Aim of the task: Output the records again verbatim.
────────────────
PR #792, opened 2018-03-15
Issue #2953281 by ribel: Add Social Event AN Enroll module

ribel:
## Problem
As AN I want to be able to enroll to an event without having to create an account

## Solution
Design: https://marvelapp.com/390g4e6/screen/38982268

## Issue tracker
- https://www.drupal.org/project/social/issues/2953281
────────────────
Solution for this exercise:
PR #792, opened 2018-03-15
Issue #2953281 by ribel: Add Social Event AN Enroll module

ribel:
## Problem
As AN I want to be able to enroll to an event without having to create an account

## Solution
Design: https://marvelapp.com/390g4e6/screen/38982268

## Issue tracker
- https://www.drupal.org/project/social/issues/2953281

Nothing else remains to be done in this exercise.